> [Exercise directions] Once you have checked the records that follow, state how many of their lines hold "flow", giving the number only.

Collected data
- - - -

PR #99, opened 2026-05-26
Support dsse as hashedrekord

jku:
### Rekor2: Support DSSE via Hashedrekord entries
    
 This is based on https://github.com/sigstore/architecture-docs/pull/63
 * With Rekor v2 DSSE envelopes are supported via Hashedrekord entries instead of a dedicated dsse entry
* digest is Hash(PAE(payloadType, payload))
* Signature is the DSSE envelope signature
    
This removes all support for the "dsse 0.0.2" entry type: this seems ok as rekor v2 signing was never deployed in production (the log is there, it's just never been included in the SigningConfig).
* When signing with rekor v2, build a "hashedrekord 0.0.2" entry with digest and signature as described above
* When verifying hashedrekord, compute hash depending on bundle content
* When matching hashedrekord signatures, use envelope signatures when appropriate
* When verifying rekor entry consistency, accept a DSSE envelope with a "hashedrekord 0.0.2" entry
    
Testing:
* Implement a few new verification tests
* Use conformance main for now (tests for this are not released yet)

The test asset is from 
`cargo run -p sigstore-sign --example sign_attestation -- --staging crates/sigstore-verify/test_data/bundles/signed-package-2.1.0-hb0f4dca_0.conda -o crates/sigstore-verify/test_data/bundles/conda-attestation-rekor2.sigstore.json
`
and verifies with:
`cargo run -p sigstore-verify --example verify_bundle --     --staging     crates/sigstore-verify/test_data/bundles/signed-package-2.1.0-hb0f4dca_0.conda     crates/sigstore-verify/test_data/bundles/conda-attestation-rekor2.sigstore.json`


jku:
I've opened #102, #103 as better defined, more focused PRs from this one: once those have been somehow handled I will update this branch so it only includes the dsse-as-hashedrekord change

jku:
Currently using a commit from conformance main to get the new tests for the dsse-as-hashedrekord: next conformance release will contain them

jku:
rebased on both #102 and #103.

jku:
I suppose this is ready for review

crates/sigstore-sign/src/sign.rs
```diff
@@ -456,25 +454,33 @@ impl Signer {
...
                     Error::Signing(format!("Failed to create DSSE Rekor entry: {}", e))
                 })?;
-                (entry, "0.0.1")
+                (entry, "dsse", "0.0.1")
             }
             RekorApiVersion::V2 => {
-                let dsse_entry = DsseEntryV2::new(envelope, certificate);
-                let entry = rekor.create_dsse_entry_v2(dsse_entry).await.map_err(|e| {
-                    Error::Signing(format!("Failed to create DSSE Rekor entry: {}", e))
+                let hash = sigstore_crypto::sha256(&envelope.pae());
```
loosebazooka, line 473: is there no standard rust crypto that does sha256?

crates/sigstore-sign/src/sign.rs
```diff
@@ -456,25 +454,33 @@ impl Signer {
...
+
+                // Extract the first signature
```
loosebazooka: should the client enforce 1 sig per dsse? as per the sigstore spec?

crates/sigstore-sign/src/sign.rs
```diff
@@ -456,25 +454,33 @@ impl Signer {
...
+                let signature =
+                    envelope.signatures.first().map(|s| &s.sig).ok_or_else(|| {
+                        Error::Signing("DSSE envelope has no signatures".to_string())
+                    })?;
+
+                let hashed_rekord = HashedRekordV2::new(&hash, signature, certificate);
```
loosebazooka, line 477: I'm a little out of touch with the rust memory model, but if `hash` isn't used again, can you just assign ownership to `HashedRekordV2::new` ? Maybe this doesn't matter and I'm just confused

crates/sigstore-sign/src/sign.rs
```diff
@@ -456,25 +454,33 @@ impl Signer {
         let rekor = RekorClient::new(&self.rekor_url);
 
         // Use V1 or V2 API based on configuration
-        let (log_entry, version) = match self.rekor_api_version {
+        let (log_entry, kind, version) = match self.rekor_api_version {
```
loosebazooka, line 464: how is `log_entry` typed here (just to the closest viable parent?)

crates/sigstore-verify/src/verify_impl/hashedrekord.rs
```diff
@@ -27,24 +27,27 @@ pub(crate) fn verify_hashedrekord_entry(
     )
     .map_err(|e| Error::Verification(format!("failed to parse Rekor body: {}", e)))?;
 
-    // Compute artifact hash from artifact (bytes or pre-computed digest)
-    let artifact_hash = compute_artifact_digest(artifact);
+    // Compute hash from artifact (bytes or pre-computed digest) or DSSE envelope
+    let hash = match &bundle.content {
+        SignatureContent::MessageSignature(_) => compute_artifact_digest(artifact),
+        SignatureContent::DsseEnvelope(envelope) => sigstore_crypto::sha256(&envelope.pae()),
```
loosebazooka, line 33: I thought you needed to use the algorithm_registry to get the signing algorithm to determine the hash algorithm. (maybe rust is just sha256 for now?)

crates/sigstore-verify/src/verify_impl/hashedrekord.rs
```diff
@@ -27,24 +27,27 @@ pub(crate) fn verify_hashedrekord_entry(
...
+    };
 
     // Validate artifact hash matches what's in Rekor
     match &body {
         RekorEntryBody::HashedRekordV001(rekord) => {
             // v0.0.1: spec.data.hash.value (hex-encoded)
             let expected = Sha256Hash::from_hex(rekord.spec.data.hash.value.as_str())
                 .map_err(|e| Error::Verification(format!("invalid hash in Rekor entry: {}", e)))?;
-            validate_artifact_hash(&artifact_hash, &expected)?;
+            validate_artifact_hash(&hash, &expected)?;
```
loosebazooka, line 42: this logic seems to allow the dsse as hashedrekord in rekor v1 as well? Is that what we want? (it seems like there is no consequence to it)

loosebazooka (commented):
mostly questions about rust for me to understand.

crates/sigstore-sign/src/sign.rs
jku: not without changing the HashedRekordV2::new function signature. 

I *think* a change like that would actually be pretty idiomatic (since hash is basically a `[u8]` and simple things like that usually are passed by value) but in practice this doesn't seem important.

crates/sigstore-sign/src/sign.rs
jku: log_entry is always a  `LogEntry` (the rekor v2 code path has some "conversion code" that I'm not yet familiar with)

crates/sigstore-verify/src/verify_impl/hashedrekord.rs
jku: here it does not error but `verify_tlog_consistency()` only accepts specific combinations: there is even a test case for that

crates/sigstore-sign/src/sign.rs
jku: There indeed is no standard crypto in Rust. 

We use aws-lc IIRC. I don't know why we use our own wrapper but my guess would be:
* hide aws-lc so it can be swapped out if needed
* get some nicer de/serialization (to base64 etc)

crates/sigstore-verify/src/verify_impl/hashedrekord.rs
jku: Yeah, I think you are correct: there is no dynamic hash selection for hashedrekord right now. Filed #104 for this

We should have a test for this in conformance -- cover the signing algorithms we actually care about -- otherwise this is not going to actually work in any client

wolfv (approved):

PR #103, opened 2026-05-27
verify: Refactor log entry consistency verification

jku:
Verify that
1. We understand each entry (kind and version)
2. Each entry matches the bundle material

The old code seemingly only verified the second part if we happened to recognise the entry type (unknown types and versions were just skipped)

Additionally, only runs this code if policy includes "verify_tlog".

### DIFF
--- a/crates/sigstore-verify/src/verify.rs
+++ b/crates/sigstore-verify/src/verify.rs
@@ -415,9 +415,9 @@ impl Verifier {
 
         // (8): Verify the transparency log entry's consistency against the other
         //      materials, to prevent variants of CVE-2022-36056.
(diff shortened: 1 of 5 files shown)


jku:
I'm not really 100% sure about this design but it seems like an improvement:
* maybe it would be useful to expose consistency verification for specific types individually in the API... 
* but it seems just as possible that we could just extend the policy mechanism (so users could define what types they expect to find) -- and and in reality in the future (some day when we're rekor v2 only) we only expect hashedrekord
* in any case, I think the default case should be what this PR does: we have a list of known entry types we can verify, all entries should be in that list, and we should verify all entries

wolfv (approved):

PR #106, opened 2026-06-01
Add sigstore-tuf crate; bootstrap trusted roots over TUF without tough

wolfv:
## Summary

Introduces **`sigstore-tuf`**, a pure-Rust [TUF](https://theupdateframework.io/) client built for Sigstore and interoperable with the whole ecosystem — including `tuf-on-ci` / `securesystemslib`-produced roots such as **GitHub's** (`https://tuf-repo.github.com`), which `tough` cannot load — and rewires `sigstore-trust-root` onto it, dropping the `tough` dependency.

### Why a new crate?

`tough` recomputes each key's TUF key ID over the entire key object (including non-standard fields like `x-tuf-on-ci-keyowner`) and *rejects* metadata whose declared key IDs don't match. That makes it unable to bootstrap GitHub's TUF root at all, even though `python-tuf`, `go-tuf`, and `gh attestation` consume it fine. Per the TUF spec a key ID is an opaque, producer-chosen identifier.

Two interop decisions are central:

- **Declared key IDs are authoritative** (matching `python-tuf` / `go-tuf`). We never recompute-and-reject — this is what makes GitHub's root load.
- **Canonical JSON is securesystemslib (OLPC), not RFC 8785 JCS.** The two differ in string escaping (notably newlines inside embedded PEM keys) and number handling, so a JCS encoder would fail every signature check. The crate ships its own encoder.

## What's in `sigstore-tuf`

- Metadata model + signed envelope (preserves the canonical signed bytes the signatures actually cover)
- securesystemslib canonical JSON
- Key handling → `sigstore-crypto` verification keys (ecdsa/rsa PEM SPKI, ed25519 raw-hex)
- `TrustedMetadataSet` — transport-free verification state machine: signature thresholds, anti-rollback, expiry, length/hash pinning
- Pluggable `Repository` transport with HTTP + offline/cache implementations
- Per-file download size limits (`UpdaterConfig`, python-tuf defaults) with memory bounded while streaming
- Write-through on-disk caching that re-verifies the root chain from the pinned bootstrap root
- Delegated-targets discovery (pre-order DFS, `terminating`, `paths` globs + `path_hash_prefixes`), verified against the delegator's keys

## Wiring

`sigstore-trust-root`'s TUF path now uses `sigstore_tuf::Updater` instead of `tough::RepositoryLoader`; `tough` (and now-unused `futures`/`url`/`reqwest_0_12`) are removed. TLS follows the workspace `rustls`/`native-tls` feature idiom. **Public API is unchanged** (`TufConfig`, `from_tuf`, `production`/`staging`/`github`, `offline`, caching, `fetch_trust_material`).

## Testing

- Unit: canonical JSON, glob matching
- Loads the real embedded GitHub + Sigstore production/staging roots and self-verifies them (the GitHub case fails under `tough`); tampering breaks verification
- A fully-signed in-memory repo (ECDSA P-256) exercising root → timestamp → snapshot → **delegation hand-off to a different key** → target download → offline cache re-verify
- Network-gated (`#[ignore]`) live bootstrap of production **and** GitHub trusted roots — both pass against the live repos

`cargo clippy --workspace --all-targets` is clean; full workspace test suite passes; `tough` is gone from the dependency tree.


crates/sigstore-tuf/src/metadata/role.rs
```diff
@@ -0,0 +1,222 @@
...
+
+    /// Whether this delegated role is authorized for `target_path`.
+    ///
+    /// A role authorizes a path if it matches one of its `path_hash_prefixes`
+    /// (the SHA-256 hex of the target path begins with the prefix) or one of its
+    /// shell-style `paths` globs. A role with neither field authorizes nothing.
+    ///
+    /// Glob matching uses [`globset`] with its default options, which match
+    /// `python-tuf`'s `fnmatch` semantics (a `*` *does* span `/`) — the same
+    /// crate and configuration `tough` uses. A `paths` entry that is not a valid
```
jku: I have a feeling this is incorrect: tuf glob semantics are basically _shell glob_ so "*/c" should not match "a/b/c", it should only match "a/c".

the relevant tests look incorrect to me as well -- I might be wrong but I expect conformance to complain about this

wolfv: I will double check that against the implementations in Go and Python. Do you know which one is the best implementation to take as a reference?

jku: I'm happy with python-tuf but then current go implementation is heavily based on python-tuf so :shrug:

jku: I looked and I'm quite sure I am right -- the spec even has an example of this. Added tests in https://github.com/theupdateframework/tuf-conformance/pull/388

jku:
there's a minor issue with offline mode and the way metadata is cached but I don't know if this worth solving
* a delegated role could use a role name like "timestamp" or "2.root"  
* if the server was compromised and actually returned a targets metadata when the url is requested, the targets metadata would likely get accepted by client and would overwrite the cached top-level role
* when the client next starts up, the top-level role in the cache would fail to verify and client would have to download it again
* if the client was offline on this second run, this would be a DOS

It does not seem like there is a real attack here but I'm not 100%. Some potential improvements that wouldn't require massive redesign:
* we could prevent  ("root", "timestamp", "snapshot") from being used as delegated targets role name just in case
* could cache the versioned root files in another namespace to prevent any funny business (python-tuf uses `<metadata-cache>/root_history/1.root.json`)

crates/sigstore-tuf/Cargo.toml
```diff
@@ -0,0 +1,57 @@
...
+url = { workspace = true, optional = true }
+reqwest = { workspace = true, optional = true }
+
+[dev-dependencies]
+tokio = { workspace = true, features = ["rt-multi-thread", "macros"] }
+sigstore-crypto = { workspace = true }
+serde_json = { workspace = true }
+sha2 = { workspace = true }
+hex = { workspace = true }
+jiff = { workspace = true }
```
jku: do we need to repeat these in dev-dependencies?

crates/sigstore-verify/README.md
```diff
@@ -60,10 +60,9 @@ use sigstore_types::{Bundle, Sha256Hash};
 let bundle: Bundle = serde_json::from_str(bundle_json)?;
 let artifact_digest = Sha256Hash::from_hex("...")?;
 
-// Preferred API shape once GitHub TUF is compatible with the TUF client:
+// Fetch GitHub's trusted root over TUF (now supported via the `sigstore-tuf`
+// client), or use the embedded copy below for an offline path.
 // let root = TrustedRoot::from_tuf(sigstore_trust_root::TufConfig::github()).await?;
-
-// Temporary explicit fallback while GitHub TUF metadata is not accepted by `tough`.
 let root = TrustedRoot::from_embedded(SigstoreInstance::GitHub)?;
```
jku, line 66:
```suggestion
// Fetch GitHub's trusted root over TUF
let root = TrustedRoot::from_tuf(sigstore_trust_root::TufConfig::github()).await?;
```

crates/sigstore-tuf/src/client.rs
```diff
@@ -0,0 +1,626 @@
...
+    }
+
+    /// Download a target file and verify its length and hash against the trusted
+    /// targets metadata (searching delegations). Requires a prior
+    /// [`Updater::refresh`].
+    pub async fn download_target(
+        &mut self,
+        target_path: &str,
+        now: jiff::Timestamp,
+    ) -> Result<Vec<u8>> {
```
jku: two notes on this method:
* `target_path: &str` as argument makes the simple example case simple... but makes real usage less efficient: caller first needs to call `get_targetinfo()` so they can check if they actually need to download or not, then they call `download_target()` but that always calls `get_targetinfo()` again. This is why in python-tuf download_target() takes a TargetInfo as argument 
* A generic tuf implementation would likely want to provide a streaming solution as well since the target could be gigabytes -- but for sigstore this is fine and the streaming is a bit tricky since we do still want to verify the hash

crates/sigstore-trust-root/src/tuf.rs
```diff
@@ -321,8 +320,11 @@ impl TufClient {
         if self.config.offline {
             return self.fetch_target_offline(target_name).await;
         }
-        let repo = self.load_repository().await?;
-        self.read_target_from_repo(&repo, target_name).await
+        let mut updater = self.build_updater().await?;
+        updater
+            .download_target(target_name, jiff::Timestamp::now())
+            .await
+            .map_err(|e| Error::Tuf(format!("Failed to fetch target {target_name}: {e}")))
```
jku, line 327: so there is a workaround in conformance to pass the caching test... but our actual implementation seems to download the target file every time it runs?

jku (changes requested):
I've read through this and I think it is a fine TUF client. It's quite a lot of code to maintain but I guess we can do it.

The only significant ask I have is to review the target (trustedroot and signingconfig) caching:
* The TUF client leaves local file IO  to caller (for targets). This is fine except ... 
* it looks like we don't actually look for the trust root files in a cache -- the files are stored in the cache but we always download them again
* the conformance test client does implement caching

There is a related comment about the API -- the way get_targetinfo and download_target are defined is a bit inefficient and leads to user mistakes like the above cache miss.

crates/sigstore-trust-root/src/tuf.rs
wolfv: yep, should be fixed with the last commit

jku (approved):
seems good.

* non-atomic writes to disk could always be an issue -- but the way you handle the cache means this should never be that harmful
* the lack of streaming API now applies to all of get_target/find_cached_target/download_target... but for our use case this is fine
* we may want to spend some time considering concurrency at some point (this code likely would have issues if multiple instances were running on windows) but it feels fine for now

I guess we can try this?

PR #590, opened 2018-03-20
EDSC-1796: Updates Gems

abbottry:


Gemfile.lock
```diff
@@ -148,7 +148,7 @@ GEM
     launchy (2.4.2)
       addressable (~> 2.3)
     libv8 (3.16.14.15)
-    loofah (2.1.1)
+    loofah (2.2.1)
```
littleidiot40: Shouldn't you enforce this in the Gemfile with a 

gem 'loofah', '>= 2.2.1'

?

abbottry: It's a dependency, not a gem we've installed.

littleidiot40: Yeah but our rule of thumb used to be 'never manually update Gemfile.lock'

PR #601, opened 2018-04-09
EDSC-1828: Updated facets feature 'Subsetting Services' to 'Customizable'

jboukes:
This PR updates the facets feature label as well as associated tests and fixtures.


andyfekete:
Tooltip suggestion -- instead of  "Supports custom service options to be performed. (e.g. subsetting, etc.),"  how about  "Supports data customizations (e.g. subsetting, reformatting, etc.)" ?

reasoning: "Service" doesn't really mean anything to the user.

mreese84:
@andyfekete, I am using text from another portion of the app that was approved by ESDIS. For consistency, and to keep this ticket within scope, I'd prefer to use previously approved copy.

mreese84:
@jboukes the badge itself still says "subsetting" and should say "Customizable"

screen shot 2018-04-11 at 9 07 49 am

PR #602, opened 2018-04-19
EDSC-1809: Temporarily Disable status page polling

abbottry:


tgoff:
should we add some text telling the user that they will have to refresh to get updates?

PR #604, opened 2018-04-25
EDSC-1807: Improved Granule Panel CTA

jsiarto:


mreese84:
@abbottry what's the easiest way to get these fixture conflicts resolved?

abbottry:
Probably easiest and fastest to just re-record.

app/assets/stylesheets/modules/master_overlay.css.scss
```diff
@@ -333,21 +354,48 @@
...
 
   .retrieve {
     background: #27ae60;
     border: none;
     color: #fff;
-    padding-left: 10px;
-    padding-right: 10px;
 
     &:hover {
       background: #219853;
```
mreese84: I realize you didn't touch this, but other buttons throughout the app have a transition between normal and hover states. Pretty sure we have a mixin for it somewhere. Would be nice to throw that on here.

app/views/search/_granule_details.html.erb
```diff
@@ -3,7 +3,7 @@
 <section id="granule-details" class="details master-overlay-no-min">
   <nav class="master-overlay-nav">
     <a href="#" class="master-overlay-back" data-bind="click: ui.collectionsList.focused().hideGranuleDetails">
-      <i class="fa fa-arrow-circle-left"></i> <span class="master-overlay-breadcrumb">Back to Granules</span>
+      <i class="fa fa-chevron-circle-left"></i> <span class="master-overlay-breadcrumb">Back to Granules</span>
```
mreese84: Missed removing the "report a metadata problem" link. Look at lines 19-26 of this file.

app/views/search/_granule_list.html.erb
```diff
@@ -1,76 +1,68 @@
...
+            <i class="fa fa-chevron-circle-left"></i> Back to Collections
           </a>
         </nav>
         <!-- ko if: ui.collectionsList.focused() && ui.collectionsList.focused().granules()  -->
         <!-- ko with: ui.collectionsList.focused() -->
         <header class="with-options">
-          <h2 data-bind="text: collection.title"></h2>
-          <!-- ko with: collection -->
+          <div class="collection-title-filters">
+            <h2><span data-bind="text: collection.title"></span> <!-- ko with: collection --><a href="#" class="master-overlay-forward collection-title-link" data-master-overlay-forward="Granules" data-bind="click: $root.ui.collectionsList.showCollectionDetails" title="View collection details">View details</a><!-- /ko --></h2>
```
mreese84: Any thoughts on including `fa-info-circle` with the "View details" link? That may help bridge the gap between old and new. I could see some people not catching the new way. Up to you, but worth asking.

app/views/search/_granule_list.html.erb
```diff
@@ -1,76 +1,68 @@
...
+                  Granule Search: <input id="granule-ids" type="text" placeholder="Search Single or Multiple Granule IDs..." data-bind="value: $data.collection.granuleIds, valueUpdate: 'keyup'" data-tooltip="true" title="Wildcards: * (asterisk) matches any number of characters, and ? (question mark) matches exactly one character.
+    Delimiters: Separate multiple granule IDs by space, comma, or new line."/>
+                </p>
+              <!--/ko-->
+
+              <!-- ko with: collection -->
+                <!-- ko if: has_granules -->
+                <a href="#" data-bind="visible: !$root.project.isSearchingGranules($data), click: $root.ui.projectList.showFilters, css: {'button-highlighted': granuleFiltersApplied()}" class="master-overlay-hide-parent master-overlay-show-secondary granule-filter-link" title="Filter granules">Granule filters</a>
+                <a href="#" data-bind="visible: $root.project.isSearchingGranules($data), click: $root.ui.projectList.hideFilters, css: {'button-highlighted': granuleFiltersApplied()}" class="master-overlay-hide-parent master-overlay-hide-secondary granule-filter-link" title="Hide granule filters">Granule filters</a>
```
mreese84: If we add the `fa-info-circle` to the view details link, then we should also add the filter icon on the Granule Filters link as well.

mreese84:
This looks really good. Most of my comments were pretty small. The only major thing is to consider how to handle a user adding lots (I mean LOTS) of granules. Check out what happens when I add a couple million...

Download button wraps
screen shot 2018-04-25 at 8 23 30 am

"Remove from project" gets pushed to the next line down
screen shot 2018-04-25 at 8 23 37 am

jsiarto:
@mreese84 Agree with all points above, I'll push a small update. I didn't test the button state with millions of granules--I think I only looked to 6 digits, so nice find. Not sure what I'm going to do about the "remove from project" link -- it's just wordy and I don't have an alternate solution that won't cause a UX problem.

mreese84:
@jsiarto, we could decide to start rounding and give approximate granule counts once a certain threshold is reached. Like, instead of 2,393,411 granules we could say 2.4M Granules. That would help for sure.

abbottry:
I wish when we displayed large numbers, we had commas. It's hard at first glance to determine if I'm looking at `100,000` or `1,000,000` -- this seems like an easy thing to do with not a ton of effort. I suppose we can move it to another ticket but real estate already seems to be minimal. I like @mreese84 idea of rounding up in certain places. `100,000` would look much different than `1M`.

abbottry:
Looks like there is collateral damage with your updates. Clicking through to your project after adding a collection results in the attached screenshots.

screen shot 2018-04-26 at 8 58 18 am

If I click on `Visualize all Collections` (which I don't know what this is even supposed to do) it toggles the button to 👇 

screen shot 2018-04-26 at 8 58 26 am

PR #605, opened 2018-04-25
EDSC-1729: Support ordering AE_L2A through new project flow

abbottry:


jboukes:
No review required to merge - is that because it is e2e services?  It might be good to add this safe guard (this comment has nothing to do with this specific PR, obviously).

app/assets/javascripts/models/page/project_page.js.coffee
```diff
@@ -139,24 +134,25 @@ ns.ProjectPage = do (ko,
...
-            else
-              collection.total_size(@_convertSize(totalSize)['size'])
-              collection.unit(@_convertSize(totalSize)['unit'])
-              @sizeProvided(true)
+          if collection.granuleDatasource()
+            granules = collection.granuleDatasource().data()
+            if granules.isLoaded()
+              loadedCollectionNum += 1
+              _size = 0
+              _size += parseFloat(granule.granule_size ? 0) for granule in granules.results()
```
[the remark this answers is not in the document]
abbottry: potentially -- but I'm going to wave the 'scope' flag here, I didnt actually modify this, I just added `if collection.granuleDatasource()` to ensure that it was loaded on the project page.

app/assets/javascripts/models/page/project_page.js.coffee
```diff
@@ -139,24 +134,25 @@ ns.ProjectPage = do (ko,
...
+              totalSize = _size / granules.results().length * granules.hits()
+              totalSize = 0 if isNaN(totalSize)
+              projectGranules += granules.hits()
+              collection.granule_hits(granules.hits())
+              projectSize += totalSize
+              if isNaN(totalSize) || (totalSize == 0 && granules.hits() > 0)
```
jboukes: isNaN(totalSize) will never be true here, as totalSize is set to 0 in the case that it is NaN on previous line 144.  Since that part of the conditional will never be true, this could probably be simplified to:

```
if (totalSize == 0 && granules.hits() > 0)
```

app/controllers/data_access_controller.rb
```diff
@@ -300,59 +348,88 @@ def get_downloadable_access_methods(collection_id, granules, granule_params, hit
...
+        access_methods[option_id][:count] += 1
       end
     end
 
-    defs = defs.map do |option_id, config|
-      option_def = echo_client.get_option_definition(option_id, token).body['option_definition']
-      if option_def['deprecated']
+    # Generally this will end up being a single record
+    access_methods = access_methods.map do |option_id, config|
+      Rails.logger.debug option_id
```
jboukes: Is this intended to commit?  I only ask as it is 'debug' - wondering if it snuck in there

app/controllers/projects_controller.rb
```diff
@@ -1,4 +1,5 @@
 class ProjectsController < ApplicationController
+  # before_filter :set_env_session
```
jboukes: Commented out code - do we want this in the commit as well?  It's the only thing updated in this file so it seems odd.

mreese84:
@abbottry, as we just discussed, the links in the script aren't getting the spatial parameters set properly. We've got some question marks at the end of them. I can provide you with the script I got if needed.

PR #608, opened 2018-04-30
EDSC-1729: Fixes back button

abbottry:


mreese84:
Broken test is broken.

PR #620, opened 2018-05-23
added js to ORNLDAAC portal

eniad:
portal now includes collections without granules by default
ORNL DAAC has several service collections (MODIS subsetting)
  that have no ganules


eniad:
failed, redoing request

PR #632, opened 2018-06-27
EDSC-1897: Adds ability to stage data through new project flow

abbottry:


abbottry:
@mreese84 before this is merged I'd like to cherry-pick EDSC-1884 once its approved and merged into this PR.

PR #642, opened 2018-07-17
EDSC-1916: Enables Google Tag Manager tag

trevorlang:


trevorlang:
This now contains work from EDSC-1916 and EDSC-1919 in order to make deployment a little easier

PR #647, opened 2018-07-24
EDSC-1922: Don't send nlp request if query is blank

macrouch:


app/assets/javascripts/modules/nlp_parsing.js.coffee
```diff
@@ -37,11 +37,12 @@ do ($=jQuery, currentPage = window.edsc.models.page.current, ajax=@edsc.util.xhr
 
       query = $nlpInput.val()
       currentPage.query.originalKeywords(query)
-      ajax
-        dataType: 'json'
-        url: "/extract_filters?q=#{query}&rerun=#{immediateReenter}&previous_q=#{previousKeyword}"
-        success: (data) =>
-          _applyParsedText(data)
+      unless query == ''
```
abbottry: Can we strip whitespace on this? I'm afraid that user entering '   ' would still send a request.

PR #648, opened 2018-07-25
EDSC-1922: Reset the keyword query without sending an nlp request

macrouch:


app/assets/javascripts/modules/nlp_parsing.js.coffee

- - - -

> [Solution below] 2